January 22, 2025

Theoretical Breakthrough at MIT Could Boost Data Storage

The teams findings relate to so-called “linear-probing hash tables,” which were presented in 1954 and are amongst the earliest, simplest, and fastest data structures offered today. Data structures supply methods of arranging and saving information in computer systems, with hash tables being one of the most commonly utilized approaches. In a linear-probing hash table, the positions in which information can be kept lie along a direct selection.
If you just left an empty area in the hash table after deleting the info, that could trigger confusion when you later attempted to find something else, as the vacant spot may erroneously recommend that the product youre looking for is no place to be found in the database. “These surprising and new outcomes reverse one of the oldest traditional knowledge about hash table habits,” Leiserson says.

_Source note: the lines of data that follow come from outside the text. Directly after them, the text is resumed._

PR #76, opened 2026-05-23
feat(capture): make timestamps timezone configurable

### LINKED ISSUE #75: [Feature] Make timestamp timezone configurable in CaptureConfig
## Feature Description

TDAI stores  (L0) and  (L1) timestamps using  which always outputs UTC. These timestamps should respect a configurable timezone.

## Motivation

Timestamps in local time are more useful for debugging, user-facing display, and data analysis. UTC is correct for storage but the system should allow users to configure which timezone is used when generating these timestamps. Currently  already has a  helper with a hardcoded  offset — the natural next step is to expose this as a config field.

## Proposed Solution

Add a  field to  (in ):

The teams findings associate with so-called “linear-probing hash tables,” which were introduced in 1954 and are amongst the earliest, most basic, and fastest data structures offered today. Data structures offer ways of organizing and storing information in computer systems, with hash tables being among the most frequently made use of methods. In a linear-probing hash table, the positions in which info can be kept lie along a direct array.
Suppose, for example, that a database is designed to keep the Social Security numbers of 10,000 people, Kuszmaul recommends. “We take your Social Security number, x, and well then compute the hash function of x, h( x), which provides you a random number between one and 10,000.” The next step is to take that random number, h( x), go to that position in the range, and put x, the Social Security number, into that spot.
If theres already something inhabiting that area, Kuszmaul says, “you just move on to the next complimentary position and put it there. This is where the term direct probing comes from, as you keep moving forward linearly up until you discover an open spot.” In order to later on retrieve that Social Security number, x, you simply go to the designated area, h( x), and if its not there, you move forward up until you either find x or concern a totally free position and conclude that x is not in your database.
Theres a somewhat different protocol for erasing a product, such as a Social Security number. If you just left an empty spot in the hash table after deleting the info, that could cause confusion when you later tried to discover something else, as the vacant spot may incorrectly suggest that the item youre searching for is no place to be discovered in the database. To avoid that issue, Kuszmaul explains, “you can go to the spot where the aspect was gotten rid of and put a little marker there called a tombstone, which indicates there used to be an aspect here, but its gone now.”
This basic treatment has actually been followed for more than half-a-century. In all that time, almost everyone using linear-probing hash tables has actually assumed that if you enable them to get too complete, long stretches of occupied areas would run together to form “clusters.” As an outcome, the time it takes to discover a complimentary spot would go up considerably– quadratically, in reality– taking so long regarding be impractical. Individuals have actually been trained to run hash tables at low capacity– a practice that can exact a financial toll by impacting the amount of hardware a company has to buy and keep.
But this time-honored principle, which has long militated against high load elements, has been totally upended by the work of Kuszmaul and his coworkers, Michael Bender of Stony Brook University and Bradley Kuszmaul of Google. They found that for applications where the variety of removals and insertions remains about the very same– and the quantity of data added is roughly equal to that eliminated– linear-probing hash tables can operate at high storage capabilities without sacrificing speed.
In addition, the group has developed a new strategy, called “graveyard hashing,” which involves artificially increasing the number of tombstones put in a selection up until they inhabit about half the totally free areas. These tombstones then reserve areas that can be used for future insertions.
This technique, which runs contrary to what individuals have usually been instructed to do, Kuszmaul states, “can cause optimum performance in linear-probing hash tables.” Or, as he and his coauthors maintain in their paper, the “properly designed use of tombstones can completely alter the … landscape of how direct penetrating behaves.”
Kuszmaul wrote up these findings with Bender and Kuszmaul in a paper published previously this year that will be presented in February at the Foundations of Computer Science (FOCS) Symposium in Boulder, Colorado.
Kuszmauls PhD thesis advisor, MIT computer science professor Charles E. Leiserson (who did not take part in this research study), agrees with that evaluation. “These new and surprising outcomes reverse among the earliest traditional knowledge about hash table habits,” Leiserson states. “The lessons will reverberate for years amongst professionals and theoreticians alike.”
As for translating their results into practice, Kuszmaul notes, “there are many considerations that go into constructing a hash table. Weve advanced the story substantially from a theoretical perspective, were simply starting to explore the experimental side of things.”
Recommendation: “Linear Probing Revisited: Tombstones Mark the Death of Primary Clustering” by Michael A. Bender, Bradley C. Kuszmaul and William Kuszmaul, 2 July 2021, Computer Science > > Data Structures and Algorithms.arXiv:2107.01250.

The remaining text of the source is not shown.